Cowzy Friday: UI Image swapping!
- Wesley Chartrand
- Mar 28
- 3 min read
Welcome back to another Cowzy Friday update! This week, I've been focused on the UI a bit more, while also working on implementing functionality! Let's get into it!
Toolbar UI: Swapping button images
One of the latest changes is interacting with the buttons in our scene! When selecting a button in the toolbar, we now switch to the "selected" version of that button!
It's a fairly small thing, but it's a good way to show when we've selected something or not! This also works when pressing the "1" key! In the future, I'd like to be able to cycle through the options with shortcuts ala Tiny Glade!

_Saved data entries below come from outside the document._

PR #566, opened 2026-09-05
fix: return default value from ObjectValueDetails on abnormal execution

### LINKED ISSUE #553: [BUG] ObjectValueDetails returns the provider's value on abnormal execution instead of the default
## Observed behavior

`ObjectValueDetails` returns `c.evaluate(...)` directly:

https://github.com/open-feature/go-sdk/blob/6b0824c6c7b9b69e40f26aedcc4406ad4d3a5cec/openfeature/client.go#L525-L543

…unlike the other four typed detail methods, which explicitly overwrite `Value: defaultValue` when `err != nil`:

https://github.com/open-feature/go-sdk/blob/6b0824c6c7b9b69e40f26aedcc4406ad4d3a5cec/openfeature/client.go#L357-L391

Since `evaluate` has already assigned `evalDetails.Value = resolution.Value` by the time an after-hook fails, the provider's value escapes alongside a non-nil error:

```
ObjectValueDetails  -> value=PROVIDER-VALUE reason="STATIC" errorCode="" err=after hook: after hook boom
BooleanValueDetails -> value=false          reason="STATIC" errorCode="" err=after hook: after hook boom
```

A secondary defect is visible on both lines: even the guarded methods carry the provider's **success** reason (`STATIC`) and an empty error code into what is an abnormal result.

## Expected Behavior

Per [1.4.10](https://openfeature.dev/specification/sections/flag-evaluation#requirement-1410) and [4.4.7](https://openfeature.dev/specification/sections/hooks#requirement-447), abnormal execution should yield the default value, with an error code set and the reason indicating an error.

The siblings replace the whole details struct on any thrown stage:

- **Java** — `OpenFeatureClient.evaluateFlag`'s catch calls `enrichDetailsWithErrorDefaults`, setting `value = defaultValue` and `reason = Reason.ERROR`. The object path shares this, so an after-hook throw returns the default regardless of type.
- **JS** — `getErrorEvaluationDetails(..., defaultValue, ...)` from the catch around `afterHooks`.
- **Python** — the after-hook throw propagates to the handler that sets `value=default_value`, `reason=Reason.ERROR`.

Related but narrower: #537 / #538 cover the reason on the *type-mismatch* paths. This is the after-hook / abnormal-return path, and additionally the `Value` leak unique to `ObjectValueDetails`.

## Steps to reproduce

```go
// provider returns "PROVIDER-VALUE" from ObjectEvaluation
// failAfterHook.After returns an error
client.AddHooks(failAfterHook{})

d, err := client.ObjectValueDetails(ctx, "f", "MY-DEFAULT", of.EvaluationContext{})
// d.Value == "PROVIDER-VALUE", err != nil
// expected d.Value == "MY-DEFAULT"
```

kripa-sindhu-007:
## This PR

- returns the default value from `ObjectValueDetails` when evaluation ends abnormally, instead of the value the provider resolved
- adds an `Object with erroring after hook` subtest to `TestRequirement_1_4_9` covering the hook-error path

`ObjectValueDetails` returned `c.evaluate(...)` directly, so on abnormal execution the caller received whatever the provider resolved. The five typed accessors don't behave this way — `BooleanValueDetails` and friends reset `Value` to the supplied default before returning the error.

This is reachable through a failing hook. With an after hook that errors:

```
object: value=map[from:provider]  err=after hook: after hook boom
bool  : value=false               err=after hook: after hook boom
```

Requirement 1.4.10 states that flag evaluation calls must always return the default value in the event of abnormal execution.

### Related Issues

Fixes #553

### Notes

- The method's existing doc comment already documents this behaviour ("defaultValue is returned if an error occurs"), so this makes the code honour a contract it already advertises.
- `ObjectValue` was already correct — it guards on the error and returns the default. Only the `...Details` variant was affected.
-  The reset happens on any error rather than only on the hook path, matching the typed accessors. The other error paths already return the default, so this is a no-op for them today — but only because `evalDetails.Value = resolution.Value` happens to sit below their return points. Guarding unconditionally keeps the accessor correct regardless of where that assignment moves.
- The existing `Object` subtest drives abnormal execution through a resolution error, which returns before the resolved value is assigned. A failing after hook returns after it, so that path was previously uncovered.

### How to test

```
go test -tags testtools -race -count=1 -v -run 'TestRequirement_1_4_9' ./openfeature/
```

### DIFF
--- a/openfeature/client.go
+++ b/openfeature/client.go
@@ -766,7 +766,7 @@ func (c *Client) evaluate(
 		c.errorHooks(ctx, hookCtx, hooks, err, options)
 		evalDetails.Reason = ErrorReason
 		evalDetails.ErrorCode = GeneralCode
-		evalDetails.ErrorMessage = err.Error()
+		evalDetails.ErrorMessage = "error executing after hooks"
 		return evalDetails, err
 	}
 
--- a/openfeature/client.go
+++ b/openfeature/client.go
@@ -764,6 +764,9 @@ func (c *Client) evaluate(
 	if err := c.afterHooks(ctx, hookCtx, hooks, evalDetails, options); err != nil {
 		err = fmt.Errorf("after hook: %w", err)
 		c.errorHooks(ctx, hookCtx, hooks, err, options)
+		evalDetails.Reason = ErrorReason
+		evalDetails.ErrorCode = GeneralCode
+		evalDetails.ErrorMessage = err.Error()
 		return evalDetails, err
 	}
 
--- a/openfeature/client.go
+++ b/openfeature/client.go
@@ -539,7 +539,15 @@ func (c *Client) ObjectValueDetails(ctx context.Context, flag string, defaultVal
 		option(evalOptions)
 	}
 
-	return c.evaluate(ctx, flag, Object, defaultValue, evalCtx, *evalOptions)
+	evalDetails, err := c.evaluate(ctx, flag, Object, defaultValue, evalCtx, *evalOptions)
+	if err != nil {
+		return InterfaceEvaluationDetails{
+			Value:             defaultValue,
+			EvaluationDetails: evalDetails.EvaluationDetails,
+		}, err
+	}
+
+	return evalDetails, nil
 }
 
 // Boolean performs a flag evaluation that returns a boolean. Any error
--- a/openfeature/client.go
+++ b/openfeature/client.go
@@ -764,9 +764,6 @@ func (c *Client) evaluate(
 	if err := c.afterHooks(ctx, hookCtx, hooks, evalDetails, options); err != nil {
 		err = fmt.Errorf("after hook: %w", err)
 		c.errorHooks(ctx, hookCtx, hooks, err, options)
-		evalDetails.Reason = ErrorReason
-		evalDetails.ErrorCode = GeneralCode
-		evalDetails.ErrorMessage = "error executing after hooks"
 		return evalDetails, err
 	}
 
--- a/openfeature/client_test.go
+++ b/openfeature/client_test.go
@@ -654,6 +654,41 @@ func TestRequirement_1_4_9(t *testing.T) {
 			t.Errorf("expected default value from ObjectValueDetails, got %v", value)
 		}
 	})
+
+	// A hook error is abnormal execution too. The existing subtests above drive
+	// abnormal execution through a resolution error, which returns before the
+	// resolved value is assigned; a failing after hook returns after it.
+	t.Run("Object with erroring after hook", func(t *testing.T) {
+		t.Cleanup(resetSingleton)
+
+		mocks := hydratedMocksForClientTests(t, 1)
+		client := newClient("test-client", mocks.providerBinding, mocks.clientHandlerAPI)
+
+		type obj struct {
+			foo string
+		}
+		defaultValue := obj{foo: "bar"}
+		resolvedValue := obj{foo: "resolved"}
+
+		mocks.providerAPI.EXPECT().ObjectEvaluation(t.Context(), flagKey, defaultValue, flatCtx).
+			Return(InterfaceResolutionDetail{Value: resolvedValue})
+
+		mockHook := NewMockHook(gomock.NewController(t))
+		mockHook.EXPECT().Before(gomock.Any(), gomock.Any(), gomock.Any())
+		mockHook.EXPECT().Error(gomock.Any(), gomock.Any(), gomock.Any(), gomock.Any()).
+			After(mockHook.EXPECT().After(gomock.Any(), gomock.Any(), gomock.Any(), gomock.Any()).
+				Return(errors.New("forced")))
+		mockHook.EXPECT().Finally(gomock.Any(), gomock.Any(), gomock.Any(), gomock.Any())
+
+		valueDetails, err := client.ObjectValueDetails(t.Context(), flagKey, defaultValue, evalCtx, WithHooks(mockHook))
+		if err == nil {
+			t.Error("expected ObjectValueDetails to return an error, got nil")
+		}
+
+		if valueDetails.Value.(obj) != defaultValue {
+			t.Errorf("expected default value from ObjectValueDetails, got %v", valueDetails.Value)
+		}
+	})
 }
 
 // TODO Requirement_1_4_10
--- a/openfeature/client_test.go
+++ b/openfeature/client_test.go
@@ -688,6 +688,14 @@ func TestRequirement_1_4_9(t *testing.T) {
 		if valueDetails.Value.(obj) != defaultValue {
 			t.Errorf("expected default value from ObjectValueDetails, got %v", valueDetails.Value)
 		}
+
+		if valueDetails.Reason != ErrorReason {
+			t.Errorf("expected reason %s, got %s", ErrorReason, valueDetails.Reason)
+		}
+
+		if valueDetails.ErrorCode != GeneralCode {
+			t.Errorf("expected error code %s, got %s", GeneralCode, valueDetails.ErrorCode)
+		}
 	})
 }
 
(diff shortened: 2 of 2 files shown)


kripa-sindhu-007:
As per the coderabbit review comment I have fixed the part as correctly pointed out.

openfeature/client.go
```diff
@@ -756,6 +764,9 @@ func (c *Client) evaluate(
 	if err := c.afterHooks(ctx, hookCtx, hooks, evalDetails, options); err != nil {
 		err = fmt.Errorf("after hook: %w", err)
 		c.errorHooks(ctx, hookCtx, hooks, err, options)
+		evalDetails.Reason = ErrorReason
+		evalDetails.ErrorCode = GeneralCode
+		evalDetails.ErrorMessage = err.Error()
```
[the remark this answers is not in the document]
kripa-sindhu-007: I have sanitised it in the latest commit

openfeature/client.go
```diff
@@ -756,6 +764,9 @@ func (c *Client) evaluate(
 	if err := c.afterHooks(ctx, hookCtx, hooks, evalDetails, options); err != nil {
 		err = fmt.Errorf("after hook: %w", err)
 		c.errorHooks(ctx, hookCtx, hooks, err, options)
+		evalDetails.Reason = ErrorReason
+		evalDetails.ErrorCode = GeneralCode
+		evalDetails.ErrorMessage = "error executing after hooks"
 		return evalDetails, err
```
erka, line 767: The spec [4.4.7](https://openfeature.dev/specification/sections/hooks/#requirement-447) only states that errors in `beforeHook` is abnormal execution. I see it as `after` hook should not impact the evaluation result and their errors only should be reported to `errorHook`.

kripa-sindhu-007: You're right that 4.4.7 names only before, and 4.4.5 does say after-hook errors go to the error hooks. It's just I have understood the issue as resting on 1.4.10 instead, so the question is whether an after-hook error counts as abnormal execution. The spec doesn't say either way.

kripa-sindhu-007: @erka One more thing I need to clarify. If after hooks genuinely shouldn't affect the result, should evaluate stop returning that error too and would the typed accessors resetting Value to the default then be the actual bug, rather than ObjectValueDetails?

erka: I guess `return evalDetails, err` is another bug in the current implementation. We probably need just to remove this return statement and fallback to return in the end of the function.

kripa-sindhu-007: Both js-sdk and java-sdk treat an after hook error as abnormal execution and return the default, so removing the return would make go the only SDK where a failing after hook is invisible to the caller.

sahidvelji:
I'd push back on the CodeRabbit `ErrorMessage` finding rather than act on it.

The sanitization in 891c263 doesn't actually contain anything — `evaluate` still returns `fmt.Errorf("after hook: %w", err)`, so the hook's original text goes back to the caller anyway. Meanwhile it costs us two things: every other error path in `evaluate` reports the real message, and `telemetry.go:92` maps `ErrorMessage` to `error.message`, so a fixed string makes every after-hook failure look identical in telemetry. It's also outside the scope of #553.

Suggestion: revert it and keep this PR to the `ObjectValueDetails` fix. That also fixes CI — `client_test.go:701` references an undefined `afterHookErrorMessage`, so the test package currently doesn't compile.

kripa-sindhu-007:
> I'd push back on the CodeRabbit `ErrorMessage` finding rather than act on it.
> 
> The sanitization in 891c263 doesn't actually contain anything — `evaluate` still returns `fmt.Errorf("after hook: %w", err)`, so the hook's original text goes back to the caller anyway. Meanwhile it costs us two things: every other error path in `evaluate` reports the real message, and `telemetry.go:92` maps `ErrorMessage` to `error.message`, so a fixed string makes every after-hook failure look identical in telemetry. It's also outside the scope of #553.
> 
> Suggestion: revert it and keep this PR to the `ObjectValueDetails` fix. That also fixes CI — `client_test.go:701` references an undefined `afterHookErrorMessage`, so the test package currently doesn't compile.
> 

@sahidvelji noted. I was thinking the same when i got the CI failing mail. Will fix this tomorrow morning. Me in GMT +5:30 timezone.😴

openfeature/client.go
sahidvelji: I checked the other SDKs at HEAD:

- **JS** (server + web) — `afterHooks` runs inside the `try`; a throw falls to the `catch` and returns `getErrorEvaluationDetails(...)` → default value, `reason=ERROR`, `errorCode=GENERAL`.
- **Java** — same shape; `catch (Exception e)` calls `enrichDetailsWithErrorDefaults`, which sets value to the default and reason to `ERROR`.
- **Python** — same; both `except` branches build details with `value=default_value, reason=ERROR`.
- **Rust** — builds `EvaluationDetails::error_reason(flag_key, T::default())` on after-hook error, but then returns the original `Ok` result, so the caller gets the resolved value and no error. The discarded details look accidental rather than deliberate.

So three SDKs treat an after-hook error as abnormal execution and return the default. That matches the direction of this PR.

That said, I don't think we should settle it from precedent alone — @erka's reading of 4.4.7 is correct on the letter, and it's entirely possible the other SDKs are the ones that drifted. Worth getting input from the wider group on whether the JS/Java/Python behaviour is intended or a shared bug before we decide which way Go should go.

erka: cc @toddbaert

kripa-sindhu-007:
@sahidvelji  Reverted in 25de9c2. Both commits are gone, so the branch is back to just the ObjectValueDetails change and the test package compiles again. Agreed on the telemetry point, I had not considered telemetry.go:92 mapping ErrorMessage to error.message. make test, make lint and make e2e-test are green locally.

openfeature/client.go
kripa-sindhu-007: One more data point for whoever picks this up: TestRequirement_4_3_6 in hooks_test.go:469 already asserts a non-nil error when an after hook fails, and that predates this PR. So the current Go behaviour is covered by a test rather than incidental, which is worth knowing if the conclusion is that it should change.

I have reverted the after-hook changes out of this PR either way, so it is now only the ObjectValueDetails fix and does not depend on how this lands.

kripa-sindhu-007:
@sahidvelji @erka The ci workflow on this and on #573 is sitting at action_required — the first-time contributor gate, so no run has actually executed on either. Could someone approve them when you get a chance? Both are green locally on make test, make lint and make e2e-test.

openfeature/client.go
kripa-sindhu-007: @erka  @sahidvelji The ci run went through overnight, so this is green now at 5afdf7e — test, lint, e2e and codecov all passing.

The only open thread left is the after-hook one, and GitHub has marked it outdated: those commits are reverted, so nothing in the current diff turns on how that question lands. It stays parked with @toddbaert either way. Could this thread be resolved so it is not sitting on this PR as an open point, and could one of you take a look at the review when you get a chance?

toddbaert: Ya it's a bit of an oversight. It's the intent though. One of the explicit use-cases from the early days were validating after hooks that can allow you to bail out of invalid resolutions by throwing/returning an error ([relevant blog post](https://openfeature.dev/blog/creating-a-hook-for-the-go-sdk)).

4.4.3, 4.4.4, and especially 4.4.5 all sort of imply this, it should just be made explicit in 4.4.7 or a new point. I'll create an issue.

toddbaert: Opened https://github.com/open-feature/spec/issues/427 - any of you are welcome to take a stab at this - should be a pretty simple addition.

sahidvelji (approved):

erka (approved):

Toolbar UI: How do we switch?
When switching the image, it's as simple as changing up the Style, which is defined in our individual Toolbar Widgets! We have two variations of this:
We predefine a select/deselect in our parent class since all of the button panels will have a toolbar widget button on the primary toolbar
We then have a select widget that will handle the actual option buttons in the individual option panels.
Panels handle widget deselection individually because some panels may have buttons or sliders or other widgets which require their own Style treatment

I try to follow the same steps for every activation, but these are the steps:
We activate our UI by either:
Pressing the relevant shortcut
Clicking the Toolbar button
Clicking any button in the Options Menu for a button.
When activated, the BP_PlayerController has the SetToolbarPreview selected. We then:
Disable any current build preview we have.
If we're activating a new one, we then add our context mapping and activate our new preview mode (in this case, building)
Then we deselect our toolbar buttons and enable the currently selected one
This also introduces a weakness where we loop through all of our options, but this is OK as we will only have 10 or less options so it's not an expensive operation.


Toolbar UI: Why this way?
The entire system is scalable. If we want to add a new button, all we need to do is:
Create a child of BP_ToolbarButtonPanel and BP_ToolbarOptions Panel
Define the Style's for those, all of the UX related setup.
In the new BP_ToolbarOptions that is created, have your selected buttons call the EDispatchOnRelease that automatically created due to the parent/child relationship.
In the new BP_ToolbarButtonPanel, have the event for that EDispatch call our preview.
And then in our HUD, that dispatch is called!
As you can see, if you want to add in more buttons, it quite literally is as simple as UX setup, and a few dispatch calls in a few blueprints. It took a lot of work to get it setup this way, but now I could easily add in a dozen buttons in no time with this method!
Next Steps: Expanding UI Functionality 🛠️
Although I wanted this for last week, my main focus is on making the Toolbar interactive and doing some Blueprint cleanup.
Allowing players to select different buildings
Base functional path creation mode
Cleaning up older Blueprints, removing obsolete ones.
Closing Thoughts
I mentioned this last week, but I spent a lot of time making my UI scalable and easier to work with. Perfect certainly felt like the enemy of done here, plus being really sick for almost two weeks didn't help. Now that I'm over that, I'll be able to hyper focus on expanding the functionality and getting closer to that basic demo!!